On Thu, Apr 18, 2024 at 05:36:05PM +0530, shveta malik wrote:
> Please find v8 attached. Changes are:

Thanks!

A few comments:

1 ===

@@ -1440,7 +1461,7 @@ ReplSlotSyncWorkerMain(char *startup_data, size_t startup_data_len)
* slotsync_worker_onexit() but that will need the connection to be made
* global and we want to avoid introducing global for this purpose.
*/
- before_shmem_exit(slotsync_failure_callback, PointerGetDatum(wrconn));
+ before_shmem_exit(slotsync_worker_disconnect, PointerGetDatum(wrconn));

The comment above this change still states "Register the failure callback once
we have the connection", I think it has to be reworded a bit now that v8 is
making use of slotsync_worker_disconnect().

2 ===

+ * Register slotsync_worker_onexit() before we register
+ * ReplicationSlotShmemExit() in BaseInit(), to ensure that during exit of
+ * slot sync worker, ReplicationSlotShmemExit() is called first, followed
+ * by slotsync_worker_onexit().

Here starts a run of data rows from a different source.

PR #11095, opened 2022-10-03
chore: error handling migration for delete command

awsluja:
#### Description of changes

Migrate the 'delete' flow to use the new error handling.

Run 'delete' command on an existing amplify project
Run delete-project-test.ts

#### Checklist

- [x] PR description included
- [x] `yarn test` passes


packages/amplify-cli-core/src/feature-flags/featureFlags.ts
```diff
@@ -158,7 +159,11 @@ export class FeatureFlags {
     FeatureFlags.ensureInitialized();
 
     if (!envNames) {
-      throw new Error("'envNames' argument is required");
+      // this is an internal issue, we either couldn't load the environment names
+      // or their configuration is invalid, further troubleshooting is needed
+      throw amplifyFaultWithTroubleshootingLink('ConfigurationFault', {
+        message: 'Environment names could not be loaded or were not provided.',
+      });
```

Startup process during promotion waits for

Worth to mention in shmem_exit() (where it "while (--before_shmem_exit_index >= 0)"
or before the shmem_exit() definition) that ReplSlotSyncWorkerMain() relies on
this LIFO behavior? (not sure if there is other "strong" LIFO requirement in
other part of the code).

3 ===

+ * Startup process during promotion waits for slot sync to finish and it
+ * does that by checking the 'syncing' flag.

worth to mention ShutDownSlotSync()?

4 ===

I did a few tests manually (launching ShutDownSlotSync() through gdb / with and
without sync worker and with / without pg_sync_replication_slots() running
concurrently) and it looks like it works as designed.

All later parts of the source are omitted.